El otro guionista, Mayer, también aportó importantes elementos a la trama sacados de sus recuerdos de un examen psiquiátrico por el que tuvo que pasar durante la guerra.

"Todo ello combinado con el clima enrarecido que se vivía en Alemania en los años de la postguerra, crearon una historia extraña y sórdida que implicaba un espectáculo de misteriosos asesinatos", apunta Sánchez.

"El gabinete del Dr. Caligari" relata la historia de un loco hipnotista, el doctor Caligari (Werner Krauss), que usa a un sonámbulo Cesare (Conrad Veidt) -que es capaz de predecir la muerte- para cometer asesinatos. Tras la muerte sospechosa de su amigo Alan (Heinrich von Twardoswki), Franzis (Friedrich Feher) comienza a investigar al doctor.

"Estamos en medio de una alucinación paranoica, lo que, para nuestros fines, equivale en gran medida a un sueño, o más aún, dada la naturaleza siniestra de la trama y escenario, en una pesadilla", cuenta Palacios.

La cinta muda se convirtió en todo un fenómeno internacional, proyectando fuera de sus fronteras un cine fantástico alemán que comenzaba su andadura antes de estallar la I Guerra Mundial.

"Entre 1920 y 1922, la película se estrenó prácticamente en todo el mundo civilizado, siendo bien acogida en Estados Unidos, Francia y Japón", explica Palacios.

A pesar de su buena acogida, también tuvo muchas críticas polémicas y diferencias de opinión entre intelectuales y artistas. Palacios recuerda que, "pese a las manifestaciones anti-alemanas promovidas por EE.UU con el fin de boicotear su exhibición por motivos políticos y comerciales, y pese a las criticas, la gente mostró su entusiasmo ante una producción diferente".

Todo esto y más no hace más que afirmar la fama de una película que no envejece y que se convirtió en objeto de culto e inspiración para muchos cineastas como Hitchcock con su "Psicosis".
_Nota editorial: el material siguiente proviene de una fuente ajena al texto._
PR #5962, opened 2022-05-06
Run the PR test after merge and report to channel if it fails

michaelkaye:
Additionally move sonarqube as the only nightly run; and again report to the channel only if it fails.

This should reduce noise in the channel and also provide feedback on who merged a PR with a failing test in it.

### DIFF
--- a/.github/workflows/post-pr.yml
+++ b/.github/workflows/post-pr.yml
@@ -1,28 +1,36 @@
-name: Nightly Tests
+name: Integration Tests
+
+# This runs for all closed pull requests against main, including those closed without merge.
+# Further filtering occurs in 'should-i-run'
 
 on:
-  push:
-    branches: [ release/* ]
-  schedule:
-    # At 20:00 every day UTC
-    - cron: '0 20 * * *'
-  workflow_dispatch:
+  pull-request:
+    types: [closed]
+    branches: [develop]
 
 # Enrich gradle.properties for CI/CD
 env:
   CI_GRADLE_ARG_PROPERTIES: >
     -Porg.gradle.jvmargs=-Xmx4g
     -Porg.gradle.parallel=false
+
 jobs:
+  should-i-run:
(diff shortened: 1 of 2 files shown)


.github/workflows/sonarqube.yml
```diff
@@ -0,0 +1,81 @@
...
+          ORG_GRADLE_PROJECT_SONAR_LOGIN: ${{ secrets.SONAR_TOKEN }}
+
+# Notify the channel about sonarqube failures
+  notify:
+    name: Notify matrix
+    runs-on: ubuntu-latest
+    needs:
+      - sonarqube
+      - codecov-units
+    if: always() && needs.sonarqube.result != "success" and needs.codecov-units.result != "success"
```
mnaturel, line 74: For this condition, I would have expect something like: 

`if: always() && (needs.sonarqube.result != "success" || needs.codecov-units.result != "success")`

I guess we should notify in case either the sonarqube job or the code coverage job fails. And also I am not sure we can use `and` instead of `&&`? What do you think?

.github/workflows/post-pr.yml
```diff
@@ -1,28 +1,43 @@
...
 
 # Enrich gradle.properties for CI/CD
 env:
   CI_GRADLE_ARG_PROPERTIES: >
     -Porg.gradle.jvmargs=-Xmx4g
     -Porg.gradle.parallel=false
+
 jobs:
+
+  # More info on should-i-run:
```
mnaturel, line 19: Thanks for the comment, it helps me to understand how this works.

.github/workflows/sonarqube.yml
michaelkaye: Argh, yes; I made this fix in post-pr.yml but not here - good catch.

mnaturel (approved):
LGTM but I see there are some conflicts to be resolved.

Y que sigue tan vigente como en el momento de su estreno, lo que queda demostrado por exposiciones como "Be Caligari! The Virtual Cabinet", que la Filmoteca alemana le dedica estos días y que se centra en la campaña de publicidad que acompañó al filme en su lanzamiento.

Han pasado cien años y el horror de "El gabinete del Dr. Caligari" sigue y seguirá suscitando pesadillas.